PR #4474, opened 2022-03-01
SSH Extension v.1.0.1

vthiebaut10:
1. Fix scenarios where paths with spaces don't work.
2. Fix scenarios where paths with non-english characters don't work.
3. Remove "preview" message after installation.
4. Ensure relative paths work for all parameters that expect paths.
5. Add --ssh-client-folder parameter to allow users to decide which ssh and ssh-keygen executables are used.
6. Fix scenario where 32bit machines can't find System32 folder.
7. Print error messages from the client logs to the console.
8. Add "-v" to ssh arguments if interactive session is run in debug mode.
9. Fix bug for when users use * as IP on config
10. Warn users when they are using incompatible OpenSSH versions.
---

### General Guidelines

For new extensions:

### About Extension Publish


yonzhan:
SSH Extension

src/ssh/azext_ssh/ssh_info.py
```diff
@@ -0,0 +1,91 @@
...
+        if not self.ip:
+            self.ip = "*"
+        lines = lines + self._get_ip_entry()
+        return lines
+
+    def _get_rg_and_vm_entry(self):
+        lines = []
+        lines.append("Host " + self.resource_group_name + "-" + self.vm_name)
+        lines.append("\tUser " + self.local_user)
+        lines.append("\tHostName " + self.ip)
```
bagajjal, line 72: self.ip is always non null? Better we have a safe check before adding it to config file.
This will help arc scenario as well.

src/ssh/azext_ssh/ssh_info.py
```diff
@@ -0,0 +1,91 @@
...
+        self.public_key_file = os.path.abspath(public_key_file) if public_key_file else None
+        self.private_key_file = os.path.abspath(private_key_file) if private_key_file else None
+        self.cert_file = os.path.abspath(cert_file) if cert_file else None
+        self.ssh_client_folder = os.path.abspath(ssh_client_folder) if ssh_client_folder else None
+
+    def get_config_text(self):
+        lines = [""]
+        if self.resource_group_name and self.vm_name:
+            lines = lines + self._get_rg_and_vm_entry()
+        # default to all hosts for config
```
bagajjal, line 62: line 62-64 should be moved before line 60 to take care of self.ip null scenario.

src/ssh/azext_ssh/ssh_info.py
```diff
@@ -0,0 +1,91 @@
...
+        if not self.ip:
+            self.ip = "*"
+        lines = lines + self._get_ip_entry()
```
bagajjal, line 65: We end up having two entries. This isn't the right behavior?

Host rg-vmname
    ....
    .....

Host * (Assuming ip is null)
    ....
    .....

src/ssh/azext_ssh/ssh_info.py
bagajjal, line 62: Why should we default to all hosts?

src/ssh/azext_ssh/ssh_info.py
vthiebaut10: Yes, that is the original behavior.

src/ssh/azext_ssh/_params.py
```diff
@@ -37,10 +40,16 @@ def load_arguments(self, _):
                    help='Folder where new generated keys will be stored.')
         c.argument('cert_file', options_list=['--certificate-file', '-c'], help='Path to certificate file')
         c.argument('port', options_list=['--port'], help='SSH port')
+        c.argument('ssh_client_folder', options_list=['--ssh-client-folder'],
```
bagajjal, line 43: We may need to update the documentation page (if any). please check with sandeep.

src/ssh/azext_ssh/_params.py
```diff
@@ -19,6 +19,9 @@ def load_arguments(self, _):
         c.argument('cert_file', options_list=['--certificate-file', '-c'],
                    help='Path to a certificate file used for authentication when using local user credentials.')
         c.argument('port', options_list=['--port'], help='SSH port')
+        c.argument('ssh_client_folder', options_list=['--ssh-client-folder'],
+                   help='Path to folder that contains ssh executables (ssh.exe, ssh-keygen.exe, etc). '
```
bagajjal, line 23: Folder path that contains ssh executables ...

src/ssh/azext_ssh/ssh_info.py
vthiebaut10: That was inherited from the original code before we picked it up. That condition never really happens though, because if the user doesn't provide an IP address and the _get_ssh_ip logic fails in custom._do_ssh_ip, then the command will fail.

src/ssh/azext_ssh/_params.py
vthiebaut10: I'll confirm, but it seems that the documentation for "az ssh" gets updated automatically once the changes get merged. https://docs.microsoft.com/en-us/cli/azure/ssh?view=azure-cli-latest

src/ssh/azext_ssh/_params.py
```diff
@@ -19,6 +19,9 @@ def load_arguments(self, _):
...
+                   'Default to ssh pre-installed if not provided.')
         c.positional('ssh_args', nargs='*', help='Additional arguments passed to OpenSSH')
 
     with self.argument_context('ssh config') as c:
```
bagajjal, line 27: Mismatch.
Line 28, config_path is defined as file path but ssh_config() treats it as a folder.

vthiebaut10: Config path is not treated as a folder. There is some logic in ssh_config() that checks if the folder exists, but that takes the dirname of the config_path. Is that what you are referring to?

src/ssh/azext_ssh/custom.py
```diff
@@ -15,87 +14,125 @@
...
+                       "Please delete once this certificate is no longer being used.", keys_folder)
 
-def _do_ssh_op(cmd, resource_group, vm_name, ssh_ip, public_key_file, private_key_file, use_private_ip,
-               username, cert_file, credentials_folder, op_call):
+    try:
+        cert_expiration = ssh_utils.get_certificate_start_and_end_times(cert_file, ssh_client_folder)[1]
+        logger.warning("Generated SSH certificate %s is valid until %s in local time.", cert_file, cert_expiration)
+    except Exception as e:
+        logger.warning("Couldn't determine certificate validity. Error: %s", str(e))
+        print(cert_file + "\n")
```
bagajjal, line 102: line 102 can be deleted?

vthiebaut10: I'm leaving that there for now because even if we fail to get the certificate validity, we still want to show the user the path of the certificate, and it felt weird to print that as a "warning".

src/ssh/azext_ssh/ssh_info.py
bagajjal: If it doesn't happen then please remove it, add an assertion and comments why we think it should be populated all the time.

src/ssh/azext_ssh/ssh_info.py
```diff
@@ -0,0 +1,91 @@
...
+        self.local_user = local_user
+        self.port = port
+        self.ssh_args = ssh_args
+        self.public_key_file = os.path.abspath(public_key_file) if public_key_file else None
+        self.private_key_file = os.path.abspath(private_key_file) if private_key_file else None
+        self.cert_file = os.path.abspath(cert_file) if cert_file else None
+        self.ssh_client_folder = os.path.abspath(ssh_client_folder) if ssh_client_folder else None
+
+    def get_host(self):
+        return self.local_user + "@" + self.ip
```
bagajjal, line 25: Please add a safe check local_user and IP as non-null.. I'm more worried about IP.

src/ssh/setup.py
```diff
@@ -7,7 +7,7 @@
 
 from setuptools import setup, find_packages
 
-VERSION = "1.0.0"
+VERSION = "1.0.1"
 
 CLASSIFIERS = [
     'Development Status :: 4 - Beta',
```
bagajjal, line 13: We must remove beta here.

bagajjal (changes requested):
.

src/ssh/azext_ssh/ssh_info.py
vthiebaut10: I know. In arc scenarios we don't add the "Host IP" block, but since this version doesn't include Arc changes, we don't need to check for that.

src/ssh/azext_ssh/custom.py
vthiebaut10: In a perfect world we would have the warning in yellow, and the message with the certificate file in green or something.

src/ssh/azext_ssh/ssh_utils.py
```diff
@@ -19,32 +20,35 @@
...
         # Create a new process that will wait until the connection is established and then delete keys.
-        cleanup_process = mp.Process(target=_do_cleanup, args=(delete_keys, delete_cert, cert_file, private_key_file,
-                                     log_file, True))
+        cleanup_process = mp.Process(target=_do_cleanup, args=(delete_keys, delete_cert, ssh_info.cert_file,
+                                     ssh_info.private_key_file, ssh_info.public_key_file, log_file, True))
         cleanup_process.start()
 
-    command = [_get_ssh_path(), _get_host(username, ip)]
-    command = command + _build_args(cert_file, private_key_file, port) + ssh_arg_list
+    command = [_get_ssh_client_path(ssh_client_folder=ssh_info.ssh_client_folder), ssh_info.get_host()]
```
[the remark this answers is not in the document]
vthiebaut10: That is looking a little confusing, but the arguments are correct. The ssh_command argument has "ssh" as the default value, so we don't need to provide it in this case, so we are only providing ssh_client_folder. "user@ip" is outside of the parenthesis, so it's not being taken as an argument. In the end "command" is a list with the path to ssh and the host: ['ssh', 'host@ip'].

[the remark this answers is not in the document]
bagajjal: My bad, I misread the code. For better readability, takeout the default value and always pass the "ssh" wherever its required.

src/ssh/setup.py
vthiebaut10: @jiasli Now this extension is no longer in preview, what should the Development Status be set to? I looked at the Development Status of other extensions, and it looks like they are all set to "4 - Beta".

bagajjal (approved):

src/ssh/azext_ssh/custom.py
```diff
@@ -62,16 +62,18 @@ def ssh_config(cmd, config_path, resource_group_name=None, vm_name=None, ssh_ip=
                                                    "does not exist.")
 
     # Default credential location
+    # Add logic to test if credentials folder is valid
     if not credentials_folder:
-        folder_name = config_session.ip
+        # * is not a valid name for a folder in Windows. Treat this as a special case.
+        folder_name = config_session.ip if config_session.ip != "*" else "all_ips"
```
bagajjal, line 68: some where you have to reinterpret all_ips?

jiasli (approved):

src/ssh/setup.py
```diff
@@ -7,7 +7,7 @@
 
 from setuptools import setup, find_packages
 
-VERSION = "1.0.1"
+VERSION = "1.0.0"
```
jiasli, line 10: Why it was changed back?

bagajjal: We still have some changes to make. We want to do it in a different PR.
Changing the version here will do a new release of "az ssh" cli extension. We want to change the version once we have all the changes.

src/ssh/setup.py
jiasli: I have no idea what it means. You may remove it.

bagajjal (approved):
.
···
* _WHAT YOU ARE ASKED TO DO_: When a line among the entries contains "extensions", pull that line out.

* _OUTPUT BELOW_:
For new extensions:
vthiebaut10: @jiasli Now this extension is no longer in preview, what should the Development Status be set to? I looked at the Development Status of other extensions, and it looks like they are all set to "4 - Beta".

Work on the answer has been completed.